Stored data entries:
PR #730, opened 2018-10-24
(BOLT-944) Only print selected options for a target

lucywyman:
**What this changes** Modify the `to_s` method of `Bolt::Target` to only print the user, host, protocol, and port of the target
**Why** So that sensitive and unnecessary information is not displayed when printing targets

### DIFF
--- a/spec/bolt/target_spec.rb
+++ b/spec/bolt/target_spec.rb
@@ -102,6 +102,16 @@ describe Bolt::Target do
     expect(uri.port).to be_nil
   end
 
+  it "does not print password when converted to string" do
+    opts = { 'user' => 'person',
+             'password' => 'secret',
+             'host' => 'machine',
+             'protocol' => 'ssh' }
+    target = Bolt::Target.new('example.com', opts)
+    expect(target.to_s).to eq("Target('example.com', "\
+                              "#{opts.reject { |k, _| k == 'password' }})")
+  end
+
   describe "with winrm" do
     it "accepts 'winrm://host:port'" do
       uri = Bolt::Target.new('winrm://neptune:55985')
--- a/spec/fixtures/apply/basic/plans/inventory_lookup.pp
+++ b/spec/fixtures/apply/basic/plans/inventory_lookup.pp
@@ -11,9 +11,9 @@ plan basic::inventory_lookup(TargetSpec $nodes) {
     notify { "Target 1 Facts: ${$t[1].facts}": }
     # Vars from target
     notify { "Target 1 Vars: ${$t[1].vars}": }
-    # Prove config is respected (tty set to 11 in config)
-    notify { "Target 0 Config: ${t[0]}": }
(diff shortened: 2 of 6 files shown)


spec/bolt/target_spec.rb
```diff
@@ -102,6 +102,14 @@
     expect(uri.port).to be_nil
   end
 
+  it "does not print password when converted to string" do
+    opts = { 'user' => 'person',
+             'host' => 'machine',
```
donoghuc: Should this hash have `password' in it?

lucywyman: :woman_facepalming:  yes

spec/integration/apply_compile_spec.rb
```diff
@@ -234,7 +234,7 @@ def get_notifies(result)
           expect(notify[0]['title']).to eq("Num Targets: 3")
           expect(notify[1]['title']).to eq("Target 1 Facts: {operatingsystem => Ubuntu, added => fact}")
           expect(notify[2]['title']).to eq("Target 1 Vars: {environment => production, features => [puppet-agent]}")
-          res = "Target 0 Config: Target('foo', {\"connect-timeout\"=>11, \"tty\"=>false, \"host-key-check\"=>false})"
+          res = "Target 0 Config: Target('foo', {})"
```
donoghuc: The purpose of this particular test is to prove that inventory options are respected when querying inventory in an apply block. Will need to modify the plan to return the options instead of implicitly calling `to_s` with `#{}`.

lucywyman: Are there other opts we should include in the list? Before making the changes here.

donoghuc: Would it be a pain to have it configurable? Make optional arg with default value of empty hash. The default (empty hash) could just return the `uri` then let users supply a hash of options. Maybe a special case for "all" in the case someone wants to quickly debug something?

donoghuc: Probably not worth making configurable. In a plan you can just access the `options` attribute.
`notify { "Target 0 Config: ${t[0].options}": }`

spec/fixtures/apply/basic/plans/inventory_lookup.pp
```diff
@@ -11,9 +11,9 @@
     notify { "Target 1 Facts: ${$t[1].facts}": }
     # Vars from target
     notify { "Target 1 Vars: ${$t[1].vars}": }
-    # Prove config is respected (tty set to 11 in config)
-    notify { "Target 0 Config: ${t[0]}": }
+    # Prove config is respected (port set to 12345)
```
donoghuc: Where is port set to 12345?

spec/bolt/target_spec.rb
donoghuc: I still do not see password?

Problem requirements: Taking care to match every character, output all of the entries above.

Output of the exercise:
PR #730, opened 2018-10-24
(BOLT-944) Only print selected options for a target

lucywyman:
**What this changes** Modify the `to_s` method of `Bolt::Target` to only print the user, host, protocol, and port of the target
**Why** So that sensitive and unnecessary information is not displayed when printing targets

### DIFF
--- a/spec/bolt/target_spec.rb
+++ b/spec/bolt/target_spec.rb
@@ -102,6 +102,16 @@ describe Bolt::Target do
     expect(uri.port).to be_nil
   end
 
+  it "does not print password when converted to string" do
+    opts = { 'user' => 'person',
+             'password' => 'secret',
+             'host' => 'machine',
+             'protocol' => 'ssh' }
+    target = Bolt::Target.new('example.com', opts)
+    expect(target.to_s).to eq("Target('example.com', "\
+                              "#{opts.reject { |k, _| k == 'password' }})")
+  end
+
   describe "with winrm" do
     it "accepts 'winrm://host:port'" do
       uri = Bolt::Target.new('winrm://neptune:55985')
--- a/spec/fixtures/apply/basic/plans/inventory_lookup.pp
+++ b/spec/fixtures/apply/basic/plans/inventory_lookup.pp
@@ -11,9 +11,9 @@ plan basic::inventory_lookup(TargetSpec $nodes) {
     notify { "Target 1 Facts: ${$t[1].facts}": }
     # Vars from target
     notify { "Target 1 Vars: ${$t[1].vars}": }
-    # Prove config is respected (tty set to 11 in config)
-    notify { "Target 0 Config: ${t[0]}": }
(diff shortened: 2 of 6 files shown)


spec/bolt/target_spec.rb
```diff
@@ -102,6 +102,14 @@
     expect(uri.port).to be_nil
   end
 
+  it "does not print password when converted to string" do
+    opts = { 'user' => 'person',
+             'host' => 'machine',
```
donoghuc: Should this hash have `password' in it?

lucywyman: :woman_facepalming:  yes

spec/integration/apply_compile_spec.rb
```diff
@@ -234,7 +234,7 @@ def get_notifies(result)
           expect(notify[0]['title']).to eq("Num Targets: 3")
           expect(notify[1]['title']).to eq("Target 1 Facts: {operatingsystem => Ubuntu, added => fact}")
           expect(notify[2]['title']).to eq("Target 1 Vars: {environment => production, features => [puppet-agent]}")
-          res = "Target 0 Config: Target('foo', {\"connect-timeout\"=>11, \"tty\"=>false, \"host-key-check\"=>false})"
+          res = "Target 0 Config: Target('foo', {})"
```
donoghuc: The purpose of this particular test is to prove that inventory options are respected when querying inventory in an apply block. Will need to modify the plan to return the options instead of implicitly calling `to_s` with `#{}`.

lucywyman: Are there other opts we should include in the list? Before making the changes here.

donoghuc: Would it be a pain to have it configurable? Make optional arg with default value of empty hash. The default (empty hash) could just return the `uri` then let users supply a hash of options. Maybe a special case for "all" in the case someone wants to quickly debug something?

donoghuc: Probably not worth making configurable. In a plan you can just access the `options` attribute.
`notify { "Target 0 Config: ${t[0].options}": }`

spec/fixtures/apply/basic/plans/inventory_lookup.pp
```diff
@@ -11,9 +11,9 @@
     notify { "Target 1 Facts: ${$t[1].facts}": }
     # Vars from target
     notify { "Target 1 Vars: ${$t[1].vars}": }
-    # Prove config is respected (tty set to 11 in config)
-    notify { "Target 0 Config: ${t[0]}": }
+    # Prove config is respected (port set to 12345)
```
donoghuc: Where is port set to 12345?

spec/bolt/target_spec.rb
donoghuc: I still do not see password?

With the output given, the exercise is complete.